START LISTED ENTRIES

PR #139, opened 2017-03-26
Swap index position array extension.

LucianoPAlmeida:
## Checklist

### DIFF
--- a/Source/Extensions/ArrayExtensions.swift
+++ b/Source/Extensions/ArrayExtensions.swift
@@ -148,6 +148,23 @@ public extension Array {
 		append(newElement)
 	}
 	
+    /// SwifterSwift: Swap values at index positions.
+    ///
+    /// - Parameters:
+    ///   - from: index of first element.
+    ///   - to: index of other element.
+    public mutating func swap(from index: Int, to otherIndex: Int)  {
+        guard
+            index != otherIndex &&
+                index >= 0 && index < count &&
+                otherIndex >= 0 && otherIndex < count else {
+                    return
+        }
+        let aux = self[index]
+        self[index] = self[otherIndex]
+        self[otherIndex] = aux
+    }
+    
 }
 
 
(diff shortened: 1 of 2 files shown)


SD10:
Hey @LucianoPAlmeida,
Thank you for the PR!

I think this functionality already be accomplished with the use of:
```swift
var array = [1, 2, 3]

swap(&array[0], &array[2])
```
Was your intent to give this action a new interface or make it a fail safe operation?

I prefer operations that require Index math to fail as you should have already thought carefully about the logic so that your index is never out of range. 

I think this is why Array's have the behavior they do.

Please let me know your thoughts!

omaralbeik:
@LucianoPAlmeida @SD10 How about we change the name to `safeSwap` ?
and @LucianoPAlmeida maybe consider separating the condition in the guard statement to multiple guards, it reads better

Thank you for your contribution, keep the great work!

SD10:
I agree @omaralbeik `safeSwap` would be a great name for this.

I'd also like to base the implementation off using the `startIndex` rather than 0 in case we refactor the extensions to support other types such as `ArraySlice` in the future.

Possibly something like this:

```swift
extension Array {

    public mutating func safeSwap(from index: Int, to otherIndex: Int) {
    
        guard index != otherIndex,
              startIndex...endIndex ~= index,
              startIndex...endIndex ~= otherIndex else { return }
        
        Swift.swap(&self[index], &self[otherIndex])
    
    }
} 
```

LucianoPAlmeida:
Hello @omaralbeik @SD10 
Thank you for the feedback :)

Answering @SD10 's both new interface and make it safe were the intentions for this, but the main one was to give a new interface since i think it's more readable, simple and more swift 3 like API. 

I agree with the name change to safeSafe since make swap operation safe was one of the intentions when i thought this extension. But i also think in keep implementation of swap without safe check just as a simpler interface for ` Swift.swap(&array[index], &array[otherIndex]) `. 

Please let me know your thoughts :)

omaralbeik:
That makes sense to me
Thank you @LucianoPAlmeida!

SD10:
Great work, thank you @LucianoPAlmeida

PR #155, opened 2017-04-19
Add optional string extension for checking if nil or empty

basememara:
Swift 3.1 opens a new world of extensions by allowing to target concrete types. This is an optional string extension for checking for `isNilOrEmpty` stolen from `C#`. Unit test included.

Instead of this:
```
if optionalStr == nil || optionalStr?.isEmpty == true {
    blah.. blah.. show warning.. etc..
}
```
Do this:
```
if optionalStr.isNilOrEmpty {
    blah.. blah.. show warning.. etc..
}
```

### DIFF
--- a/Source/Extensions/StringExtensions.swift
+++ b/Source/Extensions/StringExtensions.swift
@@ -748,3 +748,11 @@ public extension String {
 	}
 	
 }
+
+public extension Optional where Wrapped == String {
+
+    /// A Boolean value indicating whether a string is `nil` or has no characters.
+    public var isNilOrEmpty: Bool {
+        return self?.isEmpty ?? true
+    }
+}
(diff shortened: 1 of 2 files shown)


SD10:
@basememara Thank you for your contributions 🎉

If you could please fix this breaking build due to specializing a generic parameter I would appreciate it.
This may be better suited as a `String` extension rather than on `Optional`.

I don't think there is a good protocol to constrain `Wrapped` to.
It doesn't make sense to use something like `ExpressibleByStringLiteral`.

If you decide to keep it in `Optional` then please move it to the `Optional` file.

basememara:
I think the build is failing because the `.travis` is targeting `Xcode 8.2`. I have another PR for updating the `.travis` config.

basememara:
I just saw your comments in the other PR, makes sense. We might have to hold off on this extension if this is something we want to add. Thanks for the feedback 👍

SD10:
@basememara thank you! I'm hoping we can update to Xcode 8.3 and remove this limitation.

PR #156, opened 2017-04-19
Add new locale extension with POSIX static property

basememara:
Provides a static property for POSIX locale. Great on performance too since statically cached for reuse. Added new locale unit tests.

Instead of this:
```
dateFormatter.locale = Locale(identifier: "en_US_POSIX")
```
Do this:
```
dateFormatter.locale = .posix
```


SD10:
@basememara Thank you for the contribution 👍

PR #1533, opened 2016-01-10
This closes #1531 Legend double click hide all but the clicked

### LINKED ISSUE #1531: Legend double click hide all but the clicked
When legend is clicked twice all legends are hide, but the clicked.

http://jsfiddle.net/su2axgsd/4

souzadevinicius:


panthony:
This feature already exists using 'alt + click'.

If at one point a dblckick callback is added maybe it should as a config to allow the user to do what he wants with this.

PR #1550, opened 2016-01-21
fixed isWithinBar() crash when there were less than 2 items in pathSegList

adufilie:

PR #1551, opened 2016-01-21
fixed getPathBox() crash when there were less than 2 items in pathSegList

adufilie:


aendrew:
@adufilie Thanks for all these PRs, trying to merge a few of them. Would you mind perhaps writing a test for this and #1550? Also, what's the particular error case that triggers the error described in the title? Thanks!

END LISTED ENTRIES

THE PROBLEM:
Each entry needs to be copied out exactly as written.

EXERCISE SOLUTION:
PR #139, opened 2017-03-26
Swap index position array extension.

LucianoPAlmeida:
## Checklist

### DIFF
--- a/Source/Extensions/ArrayExtensions.swift
+++ b/Source/Extensions/ArrayExtensions.swift
@@ -148,6 +148,23 @@ public extension Array {
 		append(newElement)
 	}
 	
+    /// SwifterSwift: Swap values at index positions.
+    ///
+    /// - Parameters:
+    ///   - from: index of first element.
+    ///   - to: index of other element.
+    public mutating func swap(from index: Int, to otherIndex: Int)  {
+        guard
+            index != otherIndex &&
+                index >= 0 && index < count &&
+                otherIndex >= 0 && otherIndex < count else {
+                    return
+        }
+        let aux = self[index]
+        self[index] = self[otherIndex]
+        self[otherIndex] = aux
+    }
+    
 }
 
 
(diff shortened: 1 of 2 files shown)


SD10:
Hey @LucianoPAlmeida,
Thank you for the PR!

I think this functionality already be accomplished with the use of:
```swift
var array = [1, 2, 3]

swap(&array[0], &array[2])
```
Was your intent to give this action a new interface or make it a fail safe operation?

I prefer operations that require Index math to fail as you should have already thought carefully about the logic so that your index is never out of range. 

I think this is why Array's have the behavior they do.

Please let me know your thoughts!

omaralbeik:
@LucianoPAlmeida @SD10 How about we change the name to `safeSwap` ?
and @LucianoPAlmeida maybe consider separating the condition in the guard statement to multiple guards, it reads better

Thank you for your contribution, keep the great work!

SD10:
I agree @omaralbeik `safeSwap` would be a great name for this.

I'd also like to base the implementation off using the `startIndex` rather than 0 in case we refactor the extensions to support other types such as `ArraySlice` in the future.

Possibly something like this:

```swift
extension Array {

    public mutating func safeSwap(from index: Int, to otherIndex: Int) {
    
        guard index != otherIndex,
              startIndex...endIndex ~= index,
              startIndex...endIndex ~= otherIndex else { return }
        
        Swift.swap(&self[index], &self[otherIndex])
    
    }
} 
```

LucianoPAlmeida:
Hello @omaralbeik @SD10 
Thank you for the feedback :)

Answering @SD10 's both new interface and make it safe were the intentions for this, but the main one was to give a new interface since i think it's more readable, simple and more swift 3 like API. 

I agree with the name change to safeSafe since make swap operation safe was one of the intentions when i thought this extension. But i also think in keep implementation of swap without safe check just as a simpler interface for ` Swift.swap(&array[index], &array[otherIndex]) `. 

Please let me know your thoughts :)

omaralbeik:
That makes sense to me
Thank you @LucianoPAlmeida!

SD10:
Great work, thank you @LucianoPAlmeida

PR #155, opened 2017-04-19
Add optional string extension for checking if nil or empty

basememara:
Swift 3.1 opens a new world of extensions by allowing to target concrete types. This is an optional string extension for checking for `isNilOrEmpty` stolen from `C#`. Unit test included.

Instead of this:
```
if optionalStr == nil || optionalStr?.isEmpty == true {
    blah.. blah.. show warning.. etc..
}
```
Do this:
```
if optionalStr.isNilOrEmpty {
    blah.. blah.. show warning.. etc..
}
```

### DIFF
--- a/Source/Extensions/StringExtensions.swift
+++ b/Source/Extensions/StringExtensions.swift
@@ -748,3 +748,11 @@ public extension String {
 	}
 	
 }
+
+public extension Optional where Wrapped == String {
+
+    /// A Boolean value indicating whether a string is `nil` or has no characters.
+    public var isNilOrEmpty: Bool {
+        return self?.isEmpty ?? true
+    }
+}
(diff shortened: 1 of 2 files shown)


SD10:
@basememara Thank you for your contributions 🎉

If you could please fix this breaking build due to specializing a generic parameter I would appreciate it.
This may be better suited as a `String` extension rather than on `Optional`.

I don't think there is a good protocol to constrain `Wrapped` to.
It doesn't make sense to use something like `ExpressibleByStringLiteral`.

If you decide to keep it in `Optional` then please move it to the `Optional` file.

basememara:
I think the build is failing because the `.travis` is targeting `Xcode 8.2`. I have another PR for updating the `.travis` config.

basememara:
I just saw your comments in the other PR, makes sense. We might have to hold off on this extension if this is something we want to add. Thanks for the feedback 👍

SD10:
@basememara thank you! I'm hoping we can update to Xcode 8.3 and remove this limitation.

PR #156, opened 2017-04-19
Add new locale extension with POSIX static property

basememara:
Provides a static property for POSIX locale. Great on performance too since statically cached for reuse. Added new locale unit tests.

Instead of this:
```
dateFormatter.locale = Locale(identifier: "en_US_POSIX")
```
Do this:
```
dateFormatter.locale = .posix
```


SD10:
@basememara Thank you for the contribution 👍

PR #1533, opened 2016-01-10
This closes #1531 Legend double click hide all but the clicked

### LINKED ISSUE #1531: Legend double click hide all but the clicked
When legend is clicked twice all legends are hide, but the clicked.

http://jsfiddle.net/su2axgsd/4

souzadevinicius:


panthony:
This feature already exists using 'alt + click'.

If at one point a dblckick callback is added maybe it should as a config to allow the user to do what he wants with this.

PR #1550, opened 2016-01-21
fixed isWithinBar() crash when there were less than 2 items in pathSegList

adufilie:

PR #1551, opened 2016-01-21
fixed getPathBox() crash when there were less than 2 items in pathSegList

adufilie:


aendrew:
@adufilie Thanks for all these PRs, trying to merge a few of them. Would you mind perhaps writing a test for this and #1550? Also, what's the particular error case that triggers the error described in the title? Thanks!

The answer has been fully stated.